(Items from a dataset)

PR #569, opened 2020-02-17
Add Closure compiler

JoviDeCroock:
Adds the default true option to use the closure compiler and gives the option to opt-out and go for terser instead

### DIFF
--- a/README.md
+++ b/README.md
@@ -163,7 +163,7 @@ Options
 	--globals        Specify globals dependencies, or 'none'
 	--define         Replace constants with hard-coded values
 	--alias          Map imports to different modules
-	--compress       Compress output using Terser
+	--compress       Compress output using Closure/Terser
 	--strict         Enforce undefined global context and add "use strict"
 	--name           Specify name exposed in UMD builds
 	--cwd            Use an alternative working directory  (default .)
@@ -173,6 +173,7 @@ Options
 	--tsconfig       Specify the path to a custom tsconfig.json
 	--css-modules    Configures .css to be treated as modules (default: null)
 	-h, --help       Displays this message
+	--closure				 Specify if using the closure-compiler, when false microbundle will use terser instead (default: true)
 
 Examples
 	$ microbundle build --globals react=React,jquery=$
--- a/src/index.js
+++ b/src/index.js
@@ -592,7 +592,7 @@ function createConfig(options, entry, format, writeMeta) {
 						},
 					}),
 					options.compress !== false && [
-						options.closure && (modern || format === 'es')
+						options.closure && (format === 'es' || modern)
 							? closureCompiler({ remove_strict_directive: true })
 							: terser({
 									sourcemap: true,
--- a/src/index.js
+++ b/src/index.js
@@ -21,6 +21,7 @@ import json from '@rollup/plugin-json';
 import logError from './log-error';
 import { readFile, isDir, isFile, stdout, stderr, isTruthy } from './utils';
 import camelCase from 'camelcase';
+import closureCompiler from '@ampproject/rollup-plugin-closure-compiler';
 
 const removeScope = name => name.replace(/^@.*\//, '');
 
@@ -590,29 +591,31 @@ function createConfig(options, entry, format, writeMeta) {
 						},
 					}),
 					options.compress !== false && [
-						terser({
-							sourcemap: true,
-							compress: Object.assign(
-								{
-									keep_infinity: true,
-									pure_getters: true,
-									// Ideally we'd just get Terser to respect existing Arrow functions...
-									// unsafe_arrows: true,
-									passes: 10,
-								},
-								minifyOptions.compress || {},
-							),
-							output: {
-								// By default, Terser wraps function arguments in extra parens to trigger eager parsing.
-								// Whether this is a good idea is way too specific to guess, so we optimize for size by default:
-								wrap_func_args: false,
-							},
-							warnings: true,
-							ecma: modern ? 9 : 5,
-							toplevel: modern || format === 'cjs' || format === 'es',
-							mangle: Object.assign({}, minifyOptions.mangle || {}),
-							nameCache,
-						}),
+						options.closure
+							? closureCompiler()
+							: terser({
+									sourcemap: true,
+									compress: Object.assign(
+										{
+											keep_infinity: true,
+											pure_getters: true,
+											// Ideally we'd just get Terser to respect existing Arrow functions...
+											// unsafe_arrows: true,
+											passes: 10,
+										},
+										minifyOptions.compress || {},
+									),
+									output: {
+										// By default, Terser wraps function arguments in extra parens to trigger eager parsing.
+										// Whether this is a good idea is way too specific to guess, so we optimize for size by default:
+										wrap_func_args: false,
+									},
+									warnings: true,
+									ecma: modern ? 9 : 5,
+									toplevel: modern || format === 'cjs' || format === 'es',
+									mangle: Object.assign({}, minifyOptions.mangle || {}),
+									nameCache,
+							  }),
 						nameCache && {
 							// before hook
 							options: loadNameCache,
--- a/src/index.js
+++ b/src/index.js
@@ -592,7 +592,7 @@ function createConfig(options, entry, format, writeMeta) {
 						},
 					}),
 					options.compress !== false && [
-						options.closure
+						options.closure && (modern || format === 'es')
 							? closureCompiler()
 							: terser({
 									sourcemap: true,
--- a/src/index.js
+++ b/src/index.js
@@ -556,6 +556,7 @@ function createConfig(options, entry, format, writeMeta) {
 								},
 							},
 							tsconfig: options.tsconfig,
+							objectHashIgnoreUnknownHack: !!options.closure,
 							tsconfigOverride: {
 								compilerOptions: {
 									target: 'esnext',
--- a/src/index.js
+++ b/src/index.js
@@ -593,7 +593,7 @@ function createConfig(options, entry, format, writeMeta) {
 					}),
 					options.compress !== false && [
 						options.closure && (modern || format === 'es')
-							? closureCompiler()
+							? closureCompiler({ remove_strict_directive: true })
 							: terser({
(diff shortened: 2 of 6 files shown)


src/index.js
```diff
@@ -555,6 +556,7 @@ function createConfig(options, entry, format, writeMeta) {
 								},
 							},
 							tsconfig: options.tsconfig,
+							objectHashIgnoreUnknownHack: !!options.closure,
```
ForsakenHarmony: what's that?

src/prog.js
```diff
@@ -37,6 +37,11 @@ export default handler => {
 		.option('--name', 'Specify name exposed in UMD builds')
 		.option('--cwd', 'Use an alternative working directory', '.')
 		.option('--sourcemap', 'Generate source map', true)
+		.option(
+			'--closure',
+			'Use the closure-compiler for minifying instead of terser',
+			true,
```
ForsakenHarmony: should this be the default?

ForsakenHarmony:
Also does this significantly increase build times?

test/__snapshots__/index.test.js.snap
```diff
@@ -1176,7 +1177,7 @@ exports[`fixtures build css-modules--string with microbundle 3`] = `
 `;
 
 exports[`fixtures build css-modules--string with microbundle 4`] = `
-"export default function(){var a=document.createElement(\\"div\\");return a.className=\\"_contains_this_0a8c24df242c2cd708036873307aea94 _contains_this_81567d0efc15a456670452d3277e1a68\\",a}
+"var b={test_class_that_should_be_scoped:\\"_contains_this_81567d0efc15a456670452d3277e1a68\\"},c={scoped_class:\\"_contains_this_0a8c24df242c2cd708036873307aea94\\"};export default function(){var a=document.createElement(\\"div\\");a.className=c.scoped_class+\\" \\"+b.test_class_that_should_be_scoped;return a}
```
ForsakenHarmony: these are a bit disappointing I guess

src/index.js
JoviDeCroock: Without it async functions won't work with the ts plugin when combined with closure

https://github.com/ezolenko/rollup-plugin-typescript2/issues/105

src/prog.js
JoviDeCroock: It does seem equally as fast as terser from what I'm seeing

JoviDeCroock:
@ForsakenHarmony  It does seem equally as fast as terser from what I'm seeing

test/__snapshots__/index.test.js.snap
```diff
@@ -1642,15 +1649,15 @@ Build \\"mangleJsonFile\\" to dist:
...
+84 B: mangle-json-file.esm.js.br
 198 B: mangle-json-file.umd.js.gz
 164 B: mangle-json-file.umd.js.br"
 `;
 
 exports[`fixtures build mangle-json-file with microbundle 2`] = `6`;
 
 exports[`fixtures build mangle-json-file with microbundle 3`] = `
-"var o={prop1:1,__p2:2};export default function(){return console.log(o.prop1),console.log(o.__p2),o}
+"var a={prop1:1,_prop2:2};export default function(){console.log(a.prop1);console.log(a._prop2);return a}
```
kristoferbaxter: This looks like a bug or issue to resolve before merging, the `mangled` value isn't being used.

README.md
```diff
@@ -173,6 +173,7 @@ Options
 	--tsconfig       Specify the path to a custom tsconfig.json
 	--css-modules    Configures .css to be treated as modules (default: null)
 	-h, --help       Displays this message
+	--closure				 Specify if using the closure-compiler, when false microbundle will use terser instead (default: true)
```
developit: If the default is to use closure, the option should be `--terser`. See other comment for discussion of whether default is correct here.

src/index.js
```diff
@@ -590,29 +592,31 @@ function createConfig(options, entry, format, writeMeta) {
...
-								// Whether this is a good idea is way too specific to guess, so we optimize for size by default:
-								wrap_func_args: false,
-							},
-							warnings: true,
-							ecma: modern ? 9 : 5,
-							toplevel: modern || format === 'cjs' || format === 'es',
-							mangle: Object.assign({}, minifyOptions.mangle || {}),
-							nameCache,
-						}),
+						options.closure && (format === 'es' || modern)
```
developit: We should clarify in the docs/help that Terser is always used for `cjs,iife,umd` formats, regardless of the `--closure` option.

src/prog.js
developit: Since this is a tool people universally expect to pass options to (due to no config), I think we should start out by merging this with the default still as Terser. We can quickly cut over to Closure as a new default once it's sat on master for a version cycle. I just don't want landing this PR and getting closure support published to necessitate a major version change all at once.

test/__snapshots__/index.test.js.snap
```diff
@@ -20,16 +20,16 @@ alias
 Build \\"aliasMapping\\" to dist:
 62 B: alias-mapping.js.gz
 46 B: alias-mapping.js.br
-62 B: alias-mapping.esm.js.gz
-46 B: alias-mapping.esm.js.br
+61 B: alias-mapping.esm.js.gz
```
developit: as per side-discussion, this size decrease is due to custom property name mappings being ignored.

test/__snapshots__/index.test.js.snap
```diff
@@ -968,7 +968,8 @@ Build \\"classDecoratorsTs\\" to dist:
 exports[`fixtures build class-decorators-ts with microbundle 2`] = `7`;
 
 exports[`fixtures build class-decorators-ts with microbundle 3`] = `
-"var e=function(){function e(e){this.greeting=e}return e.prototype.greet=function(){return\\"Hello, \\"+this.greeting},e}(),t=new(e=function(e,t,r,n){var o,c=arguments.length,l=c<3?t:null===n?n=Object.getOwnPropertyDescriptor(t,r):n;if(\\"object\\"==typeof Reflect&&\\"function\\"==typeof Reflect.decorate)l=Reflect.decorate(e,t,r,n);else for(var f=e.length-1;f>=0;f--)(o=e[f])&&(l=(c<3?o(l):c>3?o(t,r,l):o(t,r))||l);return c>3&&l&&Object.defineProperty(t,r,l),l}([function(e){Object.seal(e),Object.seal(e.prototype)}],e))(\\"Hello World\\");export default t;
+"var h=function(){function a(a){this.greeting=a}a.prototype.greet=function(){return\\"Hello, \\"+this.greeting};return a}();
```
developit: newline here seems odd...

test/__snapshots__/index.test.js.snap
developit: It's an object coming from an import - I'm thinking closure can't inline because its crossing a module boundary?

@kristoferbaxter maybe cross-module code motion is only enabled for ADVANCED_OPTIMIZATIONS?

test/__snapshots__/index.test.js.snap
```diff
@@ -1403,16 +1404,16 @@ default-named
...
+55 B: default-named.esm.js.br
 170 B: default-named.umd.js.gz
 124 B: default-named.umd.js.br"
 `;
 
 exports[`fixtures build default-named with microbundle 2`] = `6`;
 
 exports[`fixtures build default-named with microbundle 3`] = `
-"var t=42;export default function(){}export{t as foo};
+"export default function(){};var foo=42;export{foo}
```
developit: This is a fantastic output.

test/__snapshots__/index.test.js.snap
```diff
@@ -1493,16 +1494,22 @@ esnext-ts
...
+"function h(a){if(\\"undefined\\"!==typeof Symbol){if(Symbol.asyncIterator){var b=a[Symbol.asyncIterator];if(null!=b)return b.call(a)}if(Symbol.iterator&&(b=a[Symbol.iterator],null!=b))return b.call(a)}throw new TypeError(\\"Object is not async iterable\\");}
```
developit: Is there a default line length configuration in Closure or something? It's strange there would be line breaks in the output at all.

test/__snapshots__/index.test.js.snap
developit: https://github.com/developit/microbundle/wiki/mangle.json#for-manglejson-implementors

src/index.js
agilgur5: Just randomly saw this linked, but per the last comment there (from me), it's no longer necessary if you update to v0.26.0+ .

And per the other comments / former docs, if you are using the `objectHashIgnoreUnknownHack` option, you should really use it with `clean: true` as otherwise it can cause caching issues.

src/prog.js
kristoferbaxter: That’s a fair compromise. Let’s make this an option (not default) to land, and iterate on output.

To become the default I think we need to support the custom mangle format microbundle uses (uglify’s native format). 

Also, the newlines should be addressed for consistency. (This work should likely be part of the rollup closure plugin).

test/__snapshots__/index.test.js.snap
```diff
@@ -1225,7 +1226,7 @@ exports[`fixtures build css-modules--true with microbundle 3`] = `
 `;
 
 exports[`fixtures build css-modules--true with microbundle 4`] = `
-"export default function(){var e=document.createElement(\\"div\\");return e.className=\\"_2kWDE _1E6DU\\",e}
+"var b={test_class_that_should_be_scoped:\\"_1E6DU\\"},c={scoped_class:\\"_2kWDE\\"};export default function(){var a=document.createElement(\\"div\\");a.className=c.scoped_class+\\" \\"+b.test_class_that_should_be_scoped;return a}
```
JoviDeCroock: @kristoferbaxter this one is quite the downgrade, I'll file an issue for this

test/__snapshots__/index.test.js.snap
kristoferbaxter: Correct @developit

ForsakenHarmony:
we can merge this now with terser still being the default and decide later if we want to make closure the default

Description of the task – Gather up, from the records above, each line where the word "string" appears.

Answer to this task –
@@ -1176,7 +1177,7 @@ exports[`fixtures build css-modules--string with microbundle 3`] = `
 exports[`fixtures build css-modules--string with microbundle 4`] = `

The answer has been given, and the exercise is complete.